Collect from the data below each line with "lists".

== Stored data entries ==
== == ==

PR #85, opened 2018-02-26
[WIP] New API proposal

wdevazelhes:
This PR intends to provide a new API for the package, that would allow to use scikit-learn's tools for model selection and pipelining not only for supervised algorithms but also for weakly supervised ones. Indeed we would like to be able for instance to have a dataset of pairs, an algorithm that works on labeled pairs (i.e. pairwise constraints) and plug it into say scikit-learn's 'roc_auc' cross-validation scoring. This cross-validation scoring would split on the **pairs** and return the score of a classification of **pairs**. However we don't want to build an explicit dataset of pairs: indeed if we duplicate a point as many times as it is involved in a pair, the dataset would be huge. Instead, we would build a object that acts **as if** it was a list of pairs, but in fact stores the initial dataset as well as indices. The behaviour of such an object and use basic use cases can be found in this binder notebook: [Binder](https://mybinder.org/v2/gh/wdevazelhes/api_metric_learn/master).

This PR will be complete when the following will be done: 

- [X] Keep the same API but introduce the objects that will be used in the new API
- [ ] Create an object ConstrainedDataset that will allow the behaviour presented in the description
- [X] Modify existing algorithms to use this object. The API will then be changed (only for algorithms that take as an input an some labeled pairs of samples instead of labeled samples).
- [X] Write the appropriate documentation

### DIFF
--- a/metric_learn/base_metric.py
+++ b/metric_learn/base_metric.py
@@ -59,7 +59,7 @@ class SupervisedMetricLearner(BaseMetricLearner):
 
 class WeaklySupervisedMetricLearner(BaseMetricLearner):
 
-  def fit(self, constrained_dataset, y):
+  def fit(self, X_constrained, y):
     return NotImplementedError
 
 
--- a/metric_learn/base_metric.py
+++ b/metric_learn/base_metric.py
@@ -3,7 +3,7 @@ from sklearn.base import BaseEstimator, TransformerMixin
 from sklearn.utils.validation import check_array
 
 
-class BaseMetricLearner(BaseEstimator):
+class BaseMetricLearner(BaseEstimator, TransformerMixin):
   def __init__(self):
     raise NotImplementedError('BaseMetricLearner should not be instantiated')
 
@@ -51,7 +51,7 @@ class BaseMetricLearner(BaseEstimator):
     return X.dot(L.T)
 
 
-class SupervisedMetricLearner(BaseMetricLearner, TransformerMixin):
+class SupervisedMetricLearner(BaseMetricLearner):
 
   def fit(self, X, y):
     return NotImplementedError
--- a/metric_learn/base_metric.py
+++ b/metric_learn/base_metric.py
@@ -2,14 +2,11 @@ from numpy.linalg import cholesky
 from sklearn.base import BaseEstimator
 from sklearn.utils.validation import check_array
 
-
-class TransformerMixin(object):
-  """Mixin class for all transformers in metric-learn. Same as the one in
-  scikit-learn, but the documentation is changed: this Transformer is
-  allowed to take as y a non array-like input"""
+class BaseMetricLearner(BaseEstimator):
 
   def __init__(self):
-    raise NotImplementedError('TransformerMixin should not be instantiated')
+    raise NotImplementedError('BaseMetricLearner should not be instantiated')
+
 
   def fit_transform(self, X, y=None, **fit_params):
     """Fit to data, then transform it.
@@ -19,7 +16,7 @@ class TransformerMixin(object):
 
     Parameters
     ----------
-    X : numpy array of shape [n_samples, n_features]
+    X : array-like of shape [n_samples, n_features], or ConstrainedDataset
         Training set.
 
     y : numpy array of shape [n_samples] or 4-tuple of arrays
@@ -40,11 +37,6 @@ class TransformerMixin(object):
     else:
       # fit method of arity 2 (supervised transformation)
       return self.fit(X, y, **fit_params).transform(X)
-
-class BaseMetricLearner(BaseEstimator, TransformerMixin):
-
-  def __init__(self):
-    raise NotImplementedError('BaseMetricLearner should not be instantiated')
 
   def metric(self):
     """Computes the Mahalanobis matrix from the transformation matrix.
--- a/metric_learn/base_metric.py
+++ b/metric_learn/base_metric.py
@@ -23,7 +23,7 @@ class BaseMetricLearner(BaseEstimator):
     X : array-like of shape [n_samples, n_features], or ConstrainedDataset
         Training set.
 
-    y : numpy array of shape [n_samples] or 4-tuple of arrays
+    y : numpy array of shape [n_samples] or quadruplet of arrays
         Target values, or constraints (a, b, c, d) indices into X, with
         (a, b) specifying similar and (c,d) dissimilar pairs).
 
@@ -70,7 +70,7 @@ class BaseMetricLearner(BaseEstimator):
 
     Parameters
     ----------
-    X : (n x d) matrix or ConstrainedDataset, optional
+    X : (n x d) matrix or `ConstrainedDataset` , optional
         Data to transform. If not supplied, the training data will be used.
         In the case of a ConstrainedDataset, X_constrained.X is used.
 
@@ -113,9 +113,6 @@ class WeaklySupervisedMixin(object):
     raise NotImplementedError('WeaklySupervisedMixin should not be '
                               'instantiated')
 
-  def fit(self, X, constraints, **kwargs):
-    return self._fit(X, constraints, **kwargs)
-
   def decision_function(self, X_constrained):
       return self.predict(X_constrained)
 
@@ -125,15 +122,72 @@ class PairsMixin(WeaklySupervisedMixin):
   def __init__(self):
     raise NotImplementedError('PairsMixin should not be instantiated')
 
+  def fit(self, X_constrained, y_constraints, **kwargs):
+    """Fit a pairs based metric learner.
+
+    Parameters
+    ----------
+    X_constrained : `ConstrainedDataset`, shape=(n_constraints, 2, n_features)
+      Training `ConstrainedDataset`.
+
+    y_constraints : array-like, shape=(n_constraints,)
+      Labels of constraints (0 for similar pairs, 1 for dissimilar).
+
+    kwargs : Any
+      Algorithm specific parameters.
+
+    Returns
+    -------
+    self : The fitted estimator.
+    """
+    return self._fit(X_constrained, y_constraints, **kwargs)
+
   def predict(self, X_constrained):
+    """Predicts the learned similarity between input pairs
+
+    Returns the learned metric value between samples in every pair. It should
+    ideally be low for similar samples and high for dissimilar samples.
+
+    Parameters
+    ----------
+    X_constrained : `ConstrainedDataset`, shape=(n_constraints, 2, n_features)
+      A constrained dataset of paired samples.
+
+    Returns
+    -------
+    y_predicted : `numpy.ndarray` of floats, shape=(n_constraints,)
+      The predicted learned metric value between samples in every pair.
+    """
     # TODO: provide better implementation
     pairwise_diffs = (X_constrained.X[X_constrained.c[:, 0]] -
                       X_constrained.X[X_constrained.c[:, 1]])
     return np.sqrt(np.sum(pairwise_diffs.dot(self.metric()) * pairwise_diffs,
                                   axis=1))
 
-  def score(self, X_constrained, y):
-      return roc_auc_score(y, self.decision_function(X_constrained))
+  def score(self, X_constrained, y_constraints):
+    """Computes score of pairs similarity prediction.
+
+    Returns the ``roc_auc`` score of the fitted metric learner. It is
+    computed in the following way: for every value of a threshold
+    ``t`` we classify all pairs of samples where the predicted distance is
+    inferior to ``t`` as belonging to the "similar" class, and the other as
+    belonging to the "dissimilar" class, and we count false positive and
+    true positives as in a classical ``roc_auc`` curve.
+
+    Parameters
+    ----------
+    X_constrained : `ConstrainedDataset`, shape=(n_constraints, 2, n_features)
+      Constrained dataset of paired samples.
+
+    y_constraints : array-like, shape=(n_constraints,)
+      The corresponding labels.
+
+    Returns
+    -------
+    score : float
+      The ``roc_auc`` score.
+    """
+    return roc_auc_score(y_constraints, self.decision_function(X_constrained))
 
 
 class TripletsMixin(WeaklySupervisedMixin):
@@ -142,7 +196,45 @@ class TripletsMixin(WeaklySupervisedMixin):
     raise NotImplementedError('TripletsMixin should not be '
                               'instantiated')
 
+  def fit(self, X_constrained, y=None, **kwargs):
+    """Fit a triplets based metric learner.
+
+    Parameters
+    ----------
+    X_constrained : `ConstrainedDataset`, shape=(n_constraints, 3, n_features)
+      Training `ConstrainedDataset`. To give the right supervision to the
+      algorithm, the first two points should be more similar than the first
+      and the third.
+
+    y : Ignored, for scikit-learn compatibility.
+
+    kwargs : Any
+      Algorithm specific parameters.
+
+    Returns
+    -------
+    self : The fitted estimator.
+    """
+    return self._fit(X_constrained, **kwargs)
+
+
   def predict(self, X_constrained):
+    """Predict the difference between samples similarities in input triplets.
+
+    For each triplet of samples in ``X_constrained``, returns the
+    difference between the learned similarity between the first and the
+    second point, minus the similarity between the first and the third point.
+
+    Parameters
+    ----------
+    X_constrained : `ConstrainedDataset`, shape=(n_constraints, 3, n_features)
+      Input constrained dataset.
+
+    Returns
+    -------
+    prediction : `numpy.ndarray` of floats, shape=(n_constraints,)
+      Predictions for each triplet.
+    """
     # TODO: provide better implementation
     similar_diffs = X_constrained.X[X_constrained.c[:, 0]] - \
                     X_constrained.X[X_constrained.c[:, 1]]
@@ -154,6 +246,24 @@ class TripletsMixin(WeaklySupervisedMixin):
                           dissimilar_diffs, axis=1))
 
   def score(self, X_constrained, y=None):
+    """Computes score of triplets similarity prediction.
+
+    Returns the accuracy score of the following classification task: a record
+    is correctly classified if the predicted similarity between the first two
+    samples is higher than that between the first and the third.
+
+    Parameters
+    ----------
+    X_constrained : `ConstrainedDataset`, shape=(n_constraints, 3, n_features)
+      Constrained dataset of triplets of samples.
+
+    y: Ignored (for scikit-learn compatibility).
+
+    Returns
+    -------
+    score: float
+      The triplets score.
+    """
     predicted_sign = self.decision_function(X_constrained) < 0
     return np.sum(predicted_sign) / predicted_sign.shape[0]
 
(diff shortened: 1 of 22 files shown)


metric_learn/covariance.py
```diff
@@ -12,10 +12,10 @@
 import numpy as np
 from sklearn.utils.validation import check_array
 
-from .base_metric import BaseMetricLearner
+from .base_metric import SupervisedMetricLearner
 
 
-class Covariance(BaseMetricLearner):
+class Covariance(SupervisedMetricLearner):
```
perimosocordiae: I understand why this was chosen, but this particular base class made me stop and consider a moment. We may eventually want a base class for unsupervised methods as well.

bellet: I agree, this simple covariance method should not be a SupervisedMetricLearner (as it is completely unsupervised). Whether we will really need an unsupervised class in the long run is unclear, but maybe the best for now is to create an UnsupervisedMetricLearner class which takes only X in fit.

wdevazelhes: Thanks for the review ! I agree, I did not notice but indeed Covariance is unsupervised, so I will change this in a following PR

wdevazelhes:
> 1/ It may be useful to add ways to update a ConstraintDataset object, although I am not sure how far we should go (append new constraints? append new points in X? ...). I think it would probably be useful to be able to add new constraint indices in c without modifying X, and maybe to merge two ConstrainedDataset objects (by concatenating the two X's, and the two constraints after re-indexing). A potential use case to keep in mind is to create constraints from a small set of labeled points and then complement this with constraints on a different/larger set of points.
 
I agree, I will implement it in a next PR

> 2/ Do we want to consider a ConstrainedDataset object to be characterized primarily by (a) a fixed dataset X, along with some constraints on X, or (b) by a set of constraints with X giving a memory-efficient representation? In (b), one could remove points in X which are not used in the constraints (at creation of the object, or when slicing etc). I think (a) makes more sense, and probably simplifies the implementation of stuff in 1/


Yes indeed, while in the original notebook (b) is implemented, (a) (the solution of this PR) has a lot of advantages: it is simpler (I agree it will simplify 1/ implementation), also the behaviour is consistent between creation and slicing (in the original notebook X was pruned at slicing but we had to  had to keep the full X at creation in the case of pipelining transformers, (ex: ``make_pipeline(MetricLearner(), PCA())``) because they will be applied to points and not constraints). Plus, in case of (b), if we want to prune X when slicing, in fact we will often have to copy the samples X that we keep (except in the case where slicing on constraints gives a real slicing on X (ex: ``X[5, 6, 7, 8]`` that we could transform in ``X[5:9]`` to have a view)): indeed we cannot have a view of X except if we take a real slice of it (fancy indexing of a numpy array returns a copy). Therefore, (a) allows to keep only the reference to an initial dataset, which is memory efficient.

metric_learn/constraints.py
```diff
@@ -100,3 +101,57 @@ def random_subset(all_labels, num_preserved=np.inf, random_state=np.random):
...
+    return self.toarray().__str__()
+
+  def __repr__(self):
+    return self.toarray().__repr__()
+
+  def toarray(self):
+    return self.X[self.c]
+
+  @staticmethod
+  def _check_index(length, indices):
```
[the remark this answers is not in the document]
wdevazelhes: I agree, I will implement it in a next PR

wdevazelhes:
I just commited some API changes in the algorithms, making the Weakly Supervised algorithms use ConstrainedDataset and y as an input in ``fit``. For now I just wrapped the previous behaviour inside ``fit`` with some helper functions (``unwrap_pairs``, ``wrap_pairs``, ``unwrap_to_graph``) as a proof of concept, and made the tests work, but I will probably make a cleaner implementation later on.

metric_learn/base_metric.py
```diff
@@ -59,7 +59,7 @@ def fit(self, X, y):
 
 class WeaklySupervisedMetricLearner(BaseMetricLearner):
 
-  def fit(self, X, constraints):
+  def fit(self, constrained_dataset, y):
```
bellet: maybe think of a more concise naming convention instead of `constrained_dataset` as it is gonna be used all over the place. `X_constrained` perhaps?

metric_learn/itml.py
```diff
@@ -73,19 +73,19 @@ def _process_inputs(self, X, constraints, bounds):
...
     Parameters
     ----------
-    X : (n x d) data matrix
-        each row corresponds to a single instance
-    constraints : 4-tuple of arrays
-        (a,b,c,d) indices into X, with (a,b) specifying positive and (c,d)
-        negative pairs
+    constrained_dataset : ConstrainedDataset
+        with constraints being an array of shape [n_constraints, 2]
+    y : array-like, shape (n x 1)
```
bellet: should be `n_constraints` instead of `n`

metric_learn/mmc.py
```diff
@@ -58,17 +59,17 @@ def __init__(self, max_iter=100, max_proj=10000, convergence_threshold=1e-3,
...
     Parameters
     ----------
-    X : (n x d) data matrix
-        each row corresponds to a single instance
-    constraints : 4-tuple of arrays
-        (a,b,c,d) indices into X, with (a,b) specifying similar and (c,d)
-        dissimilar pairs
+    constrained_dataset : ConstrainedDataset
+        with constraints being an array of shape [n_constraints, 2]
+    y : array-like, shape (n x 1)
```
bellet: same as above

metric_learn/sdml.py
```diff
@@ -56,21 +56,22 @@ def _prepare_inputs(self, X, W):
...
 
     Parameters
     ----------
-    X : array-like, shape (n, d)
-        data matrix, where each row corresponds to a single instance
-    W : array-like, shape (n, n)
-        connectivity graph, with +1 for positive pairs and -1 for negative
+    constrained_dataset : ConstrainedDataset
+        with constraints being an array of shape [n_constraints, 2]
+    y : array-like, shape (n x 1)
```
bellet: same as above

metric_learn/base_metric.py
wdevazelhes: I agree, ``X_constrained`` seems good

metric_learn/itml.py
wdevazelhes: Yes, indeed, will change this

metric_learn/mmc.py
wdevazelhes: will do

metric_learn/sdml.py
wdevazelhes: will do

metric_learn/lsml.py
```diff
@@ -181,4 +186,7 @@ def fit(self, X, y, random_state=np.random):
                                   random_state=random_state)
     pairs = c.positive_negative_pairs(num_constraints, same_length=True,
                                       random_state=random_state)
-    return LSML.fit(self, X, pairs, weights=self.weights)
+    X_constrained = ConstrainedDataset(X, np.hstack([pairs[i][:, None]
+                                                           for i in
+                                                           range(4)]))
```
perimosocordiae: `np.column_stack(pairs)` seems to be what you want here.

metric_learn/mmc.py
```diff
@@ -22,13 +22,14 @@
 from sklearn.metrics import pairwise_distances
 from sklearn.utils.validation import check_array, check_X_y
 
-from .base_metric import BaseMetricLearner
-from .constraints import Constraints
+from .base_metric import PairsMetricLearner, SupervisedMetricLearner
+from .constraints import Constraints, ConstrainedDataset, unwrap_pairs, \
+  wrap_pairs
```
perimosocordiae: Style nitpick: Use parens to break up long import lists:

```python
from .constraints import (
    Constraints, ConstrainedDataset, unwrap_pairs, wrap_pairs)
```

test/test_constrained_dataset.py
```diff
@@ -0,0 +1,74 @@
...
+        binary_index = np.random.randint(0, 2, c_shape)
+        boolean_index = binary_index.astype(bool)
+        items = [0, c_shape - 1, i, slice(i), slice(0, begin), slice(begin,
+                 end), slice(end, c_shape), slice(0, c_shape), fancy_index,
+                 binary_index, boolean_index]
+        for item in items:
+            self.check_indexing(item)
+
+    def test_repr(self):
+        assert repr(cd) == repr(X[c])
```
perimosocordiae: Use `self.assertEqual(...)` instead of bare asserts.

metric_learn/lsml.py
wdevazelhes: Great, thanks !

test/test_constrained_dataset.py
wdevazelhes: Thanks !

metric_learn/mmc.py
wdevazelhes: Thanks !

test/test_constrained_dataset.py
```diff
@@ -0,0 +1,74 @@
...
+
+    @staticmethod
+    def check_indexing(idx):
+        # checks that an indexing returns the data we expect
+        np.testing.assert_array_equal(cd[idx].c, c[idx])
+        np.testing.assert_array_equal(cd[idx].toarray(), X[c[idx]])
+        np.testing.assert_array_equal(cd[idx].toarray(), X[c][idx])
+
+    def test_inputs(self):
+        # test the allowed and forbidden ways to create a ConstrainedDataset
```
perimosocordiae: I'd split this into two separate tests, `test_allowed_inputs` and `test_invalid_inputs`.

test/test_constrained_dataset.py
```diff
@@ -0,0 +1,74 @@
...
+        ConstrainedDataset(X, c)
+        two_points = [[1, 2], [3, 5]]
+        out_of_range_constraints = [[1, 2], [0, 1]]
+        msg = "ConstrainedDataset cannot be created: the length of " \
+              "the dataset is 2, so index 2 is out of " \
+              "range."
```
perimosocordiae: Similar to imports, use parentheses here:
```python
msg = ("First part of string. "
       "Second part of string.")
```

test/test_constrained_dataset.py
```diff
@@ -0,0 +1,74 @@
...
+from sklearn.model_selection import StratifiedKFold, KFold
+from sklearn.utils.testing import assert_raise_message
+
+X = np.random.randn(20, 5)
+c = np.random.randint(0, X.shape[0], (15, 2))
+cd = ConstrainedDataset(X, c)
+y = np.random.randint(0, 2, c.shape[0])
+group = np.random.randint(0, 3, c.shape[0])
+
+c_shape = c.shape[0]
```
perimosocordiae: This is only used by `test_getitem`, so I'd move it there. (And probably name it `num_constraints`)

metric_learn/constraints.py
```diff
@@ -100,3 +90,88 @@ def random_subset(all_labels, num_preserved=np.inf, random_state=np.random):
...
+
+  @staticmethod
+  def triplets_from_labels(y):
+    # TODO: to be implemented
+    raise NotImplementedError
+
+
+def unwrap_pairs(X_constrained, y):
+  a = X_constrained.c[(y == 0)[:, 0]][:, 0]
+  b = X_constrained.c[(y == 0)[:, 0]][:, 1]
```
perimosocordiae: This seems redundant. How about:
```python
y_zero = (y == 0).ravel()
a, b = X_constrained[y_zero].T
c, d = X_constrained[~y_zero].T
```

metric_learn/constraints.py
```diff
@@ -100,3 +90,88 @@ def random_subset(all_labels, num_preserved=np.inf, random_state=np.random):
...
+  X = X_constrained.X
+  return X, [a, b, c, d]
+
+def wrap_pairs(X, constraints):
+  a = np.array(constraints[0])
+  b = np.array(constraints[1])
+  c = np.array(constraints[2])
+  d = np.array(constraints[3])
+  constraints = np.vstack([np.hstack([a[:, None], b[:, None]]),
+                           np.hstack([c[:, None], d[:, None]])])
```
perimosocordiae:
```python
a, b, c, d = constraints
constraints = np.vstack((np.column_stack((a, b)), np.column_stack((c, d))))
# or if we have numpy 1.13+
constraints = np.block([[a, b], [c, d]])
```

test/test_constrained_dataset.py
```diff
@@ -0,0 +1,74 @@
+import unittest
+import numpy as np
+from metric_learn.constraints import ConstrainedDataset
+from numpy.testing import assert_array_equal
+from sklearn.model_selection import StratifiedKFold, KFold
+from sklearn.utils.testing import assert_raise_message
+
+X = np.random.randn(20, 5)
```
perimosocordiae: It would be nice to test sparse `X` as well. To do so, I'd write something like this:
```python
class _BaseTestConstrainedDataset(unittest.TestCase):
   # everything currently under TestConstrainedDataset, but using self.X instead of X

class TestDenseConstrainedDataset(_BaseTestConstrainedDataset):
  def setUp(self):
    self.X = np.random.randn(20, 5)
    self.c = ... # and so on

class TestSparseConstrainedDataset(_BaseTestConstrainedDataset):
   # similar, but setUp creates a dense X
```

test/test_constrained_dataset.py
bellet: actually this is also used in `test_shape` (although not through this variable)

test/test_constrained_dataset.py
bellet: maybe it would make sense to also test other data types? like lists instead of numpy arrays

test/test_constrained_dataset.py
wdevazelhes: I agree, will do

test/test_constrained_dataset.py
wdevazelhes: thanks, will do

metric_learn/constraints.py
wdevazelhes: thanks, will do

metric_learn/constraints.py
wdevazelhes: thanks, will do

test/test_constrained_dataset.py
wdevazelhes: I agree, I will add these tests in a next commit

test/test_constrained_dataset.py
wdevazelhes: I agree I will rename it and put it before the definitions that use it

wdevazelhes:
Hi, I just pushed a modification of the class structure. As discussed with @nvauquie and @bellet, the following fact was problematic: ``MMC_Supervised`` for instance, inherited from both ``SupervisedMetricLearner`` (through ``MMC`` inheritance), and ``WeaklySupervisedMetricLearner``. This was weird and could also cause some bugs for instance if I want to put an abstract  ``predict`` in ``WeaklySupervisedMetricLearning``. Indeed, when testing ``MMC_Supervised`` with scikit-learn's check-estimator, scikit-learn will list all the functions that are implemented by ``MMC_Supervised``, and as it implements ``predict`` (through ``WeaklySupervisedMetricLearner`` inheritance), it would run some tests on it with synthetic a dataset. But the ``predict`` function is not a real scikit-learn's one as it takes as input a ``ConstrainedDataset`` and not numpy array so it will bug. 
One way to solve this problem is to replace the class hierarchy with mixins, like it is the case in many of scikit-learn's estimators: see for instance ``KNeighborsClassifier`` https://github.com/scikit-learn/scikit-learn/blob/788a458bba353c2cf3cfa5a15d6f68315149ef9e/sklearn/neighbors/classification.py#L23 and ``KNeighborsRegressor`` https://github.com/scikit-learn/scikit-learn/blob./788a458bba353c2cf3cfa5a15d6f68315149ef9e/sklearn/neighbors/regression.py#L19 Also the same is done for ``LinearRegression``: https://github.com/scikit-learn/scikit-learn/blob/788a458bba353c2cf3cfa5a15d6f68315149ef9e/sklearn/linear_model/logistic.py#L952 https://github.com/scikit-learn/scikit-learn/blob/788a458bba353c2cf3cfa5a15d6f68315149ef9e/sklearn/linear_model/base.py#L284
For now this architecture will allow to develop the next features (like the ``predict`` function in weakly supervised metric learners), but it can be changed later.

metric_learn/base_metric.py
```diff
@@ -1,8 +1,43 @@
-from numpy.linalg import inv, cholesky
-from sklearn.base import BaseEstimator, TransformerMixin
+from numpy.linalg import cholesky
+from sklearn.base import BaseEstimator
 from sklearn.utils.validation import check_array
 
 
+class TransformerMixin(object):
```
perimosocordiae: Does any class other than `BaseMetricLearner` use this mixin? If not, I'd just inline it into `BaseMetricLearner`.

metric_learn/base_metric.py
```diff
@@ -49,3 +84,45 @@ def transform(self, X=None):
...
+
+class TripletsMixin(WeaklySupervisedMixin):
+
+  def __init__(self):
+    raise NotImplementedError('TripletsMixin should not be '
+                              'instantiated')
+  # TODO: introduce specific scoring functions etc
+
+
+class QuadrupletsMixin(UnsupervisedMixin):
```
perimosocordiae: Quadruplets imply weak supervision.

metric_learn/base_metric.py
```diff
@@ -49,3 +84,45 @@ def transform(self, X=None):
...
+    return NotImplementedError
+
+
+class UnsupervisedMixin(object):
+
+  def fit(self, X, y=None):
+    return NotImplementedError
+
+
+class WeaklySupervisedMixin(object):
```
perimosocordiae: Add `NotImplementedError` for the `__init__` methods of this and the above abstract mixins.

metric_learn/covariance.py
```diff
@@ -34,3 +34,8 @@ def fit(self, X, y=None):
     else:
       self.M_ = np.linalg.inv(self.M_)
     return self
+
+class Covariance(_Covariance, UnsupervisedMixin):
```
perimosocordiae: If nothing else will use `_Covariance`, I'd prefer to eliminate it and use the `UnsupervisedMixin` directly.

perimosocordiae: In general, I don't think it's worth separating out the algorithm implementation unless/until we have >1 class that needs it.

metric_learn/base_metric.py
wdevazelhes: I agree
Done

metric_learn/base_metric.py
wdevazelhes: Done

metric_learn/base_metric.py
wdevazelhes: Done

metric_learn/base_metric.py
```diff
@@ -1,12 +1,43 @@
...
+
+    Fits transformer to X and y with optional parameters fit_params
+    and returns a transformed version of X.
+
+    Parameters
+    ----------
+    X : array-like of shape [n_samples, n_features], or ConstrainedDataset
+        Training set.
+
+    y : numpy array of shape [n_samples] or 4-tuple of arrays
```
bellet: with the new API `y` should only be constraint labels or `None`, shouldn't it?

wdevazelhes:
I just pushed a commit that allows to do predictions and decision functions with weakly supervised learners. I added some testing but we cannot do ``check_estimator`` on them (as they are training on ConstrainedDatasets rather than array-like data). So I tried to take a relevant subset of scikit-learn's tests that are runned by ``check_estimator``, and adapt it to WeaklySupervisedMetricLearners. Some are maybe too much now, but I thought they might be useful later when developing new algorithms. Let me know if they add some confusion to the project and should rather be removed.
Note that some tests fail for now due to numerical errors, but they will be fixed in the future (I think the synthetic random dataset I used for testing is not really learnable so I will replace it by a better one).

In another branch, I am also trying to use scikit-learn's ``check_estimator`` anyway, trying to wrap weakly supervised metric learners into estimators compatible with ``check_estimator`` (but not through supervised metric learners, which is already tested in ``test_sklearn_compat``). This would allow to test the prediction, scoring etc behaviour of weakly supervised metric learners, through scikit-learn's ``check_estimator``. However, this is not easy because ``check_estimator`` routines launch a serie of tests with classical array-like data as inputs, so I am trying to do a wrapper estimator that create some synthetic ConstrainedDataset from an array-like input, and forcing the y to be boolean in order to look like the label of a pair of constraints. I am not sure about this ... The branch is here https://github.com/wdevazelhes/metric-learn/commits/feat/predictions_more_tests

metric_learn/base_metric.py
wdevazelhes: Thanks, indeed I forgot to update the 4-tuple part 
Originally I wanted to allow ``fit_transform`` to be used in a classical way (so with labels as y) but also in the weakly supervised way (with constraints labels) (and it could be None in both cases). So something like     
```python
y : None or numpy array of shape [n_samples] or [n_constraints]
        Target values, or constraints labels
```
However now I am not sure it it a good idea: maybe we should make this ``fit_transform`` specific to weakly supervised learning (so with ``y`` being constraints labels or None as you say) and inline it into ``WeaklySupervisedMixin`` rather than ``BaseEstimator``, and make ``SupervisedMixin`` inherit from scikit-learn's ``TransformerMixin`` to have the classical version of ``fit_transform`` for supervised estimators, like this: 

```python
class WeaklySupervisedMixin(object):
     def fit_transform(self, X_constrained, y=None, **fit_params):
    """
[...]
    y : None, or numpy array of shape [n_constraints]
        Constraints labels.
    """
class SupervisedMixin(TransformerMixin):
```

wdevazelhes:
Hi, I just added some documentation. Most of it is in the Weakly Supervised page, but there is also some in the docstrings of ``ConstrainedDataset`` and that of ``PairsMixin``, ``TripletsMixin`` and ``QuadrupletsMixin``.

bellet:
For clarity I will close this one since it is about a previous API attempt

== == ==

== Solution to the exercise ==
perimosocordiae: Style nitpick: Use parens to break up long import lists:
bellet: maybe it would make sense to also test other data types? like lists instead of numpy arrays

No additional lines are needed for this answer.